Pert, Ph.D. which opened my eyes to the ways in which the mind and body are

connected. I knew Pert was a neuroscientist who was part of the team that

discovered opiate receptors in the brain and allowed us to better understand

addictions. In this book she said, “I’ve come to believe that virtually all illness, if

not psychosomatic in foundation, has a definite psychosomatic component.”

In other words, this hard-nosed neuroscientist was saying that the mind really

does affect the body, and there was solid research suggesting how it might work.

She went on to say that “recent technological innovations have allowed us to

examine the molecular basis of the emotions, and to begin to understand how

the molecules of our emotions share intimate connections with, and are indeed

inseparable from, our physiology. It is the emotions, I have come to see, that link

mind and body.”

Molecules of Emotion was a game-changer for me. It demonstrated clearly

that there was a clear, scientific basis for the ways the mind and body were

connected. My two worlds—the world of matter and the world of energy—were

coming together. The final piece of the puzzle came in the form of another book,

The Promise of Energy Psychology: Revolutionary Tools for Dramatic Personal

Chang, by David Feinstein, Donna Even, and Gary Craig (Craig is the founder of

Emotional Freedom Techniques), with a foreword by Candace Pert and

published in 2005.
Pert wrote, “The Promise of Energy Psychology is a synthesis of practices

designed to deliberately shift the molecules of emotion. These practices have

three distinct advantages over psychiatric medications. They are noninvasive,

highly specific, and have no side effects.” I was definitely with her on that point.

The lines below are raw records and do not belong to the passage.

PR #658, opened 2026-05-21
fix: recreate /run/kukeon bind source on daemon start/restart

### LINKED ISSUE #648: cli: daemon start/restart fails after reboot — /run/kukeon bind source not recreated

eminwux:
## Summary

- `kuke daemon start`/`restart` fail after a host reboot with `runc create failed: ... open /run/kukeon: no such file or directory`. The kukeond cell spec bind-mounts host `/run/kukeon` → container `/run/kukeon`, and runc requires the bind **source** to exist. That directory was created exactly once, by the controller bootstrap's `ensureSocketDir`, whose only non-test caller is `kuke init`. `/run` is a tmpfs, so the directory is wiped on every reboot and the start path (`client.StartCell`) never recreates it — leaving the daemon non-recoverable without a manual `mkdir` or a full re-`init`.
- New `lifecycle.EnsureSocketDir` recreates the socket's parent directory and re-asserts the same `root:kukeon` SGID `0750` ownership `kuke init` produces, then `runStart`/`runRestart` call it (via `ResolveEnsureSocketDir`) immediately before `client.StartCell`. Idempotent: `MkdirAll` no-ops on a healthy host and the ownership/mode are simply re-applied.

### Non-obvious implementation calls (reviewer please push back)

- **Where the call lives.** `controller.StartCell` is generic across *all* cells (user cells included), so recreating `/run/kukeon` there would be wrong. Both lifecycle verbs already funnel through `client.StartCell` on the kukeond cell doc and share the `lifecycle` package, so the recreate step lives there and is invoked only on the kukeond start/restart path. `kuke init` keeps its own bootstrap `ensureSocketDir` — this change does not touch that path.
- **Directory derived from the resolved socket, not a hard-coded `/run/kukeon`.** `EnsureSocketDir(lifecycle.ResolveSocketPath())` uses `filepath.Dir` of the configured kukeond socket, so nested dev-init mode (which redirects the socket to `/run/kukeon-dev/`) recreates the directory the persisted cell spec actually binds. Verified against `internal/controller/bootstrap.go:463-465`, where the cell's bind source is `socketDir(socketPath)`.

The book, she notes, “grows out of an earlier highly acclaimed work by a team

of twenty-seven health and mental health professionals led by David Feinstein to

bring the new tools of energy psychology to psychotherapists. This book brings

those methods to anyone who wishes to apply them.”

After reading the book and applying the tools both to myself and many clients

I was seeing, I moved from flirtation to convert. Although I have found that

Energy Psychology offers a set of tools that are highly effective for both men and

women, I have found that they are particularly suited to men. I’ve been a

psychotherapist since 1965 and have found that women seem to take to therapy

more easily than men.

Men have always been more resistant and suspicious of psychotherapy. Not

so, with Energy Psychology. My male clients, as well as my male friends, use it,

love it, and receive great benefit from it. I hope you will as well.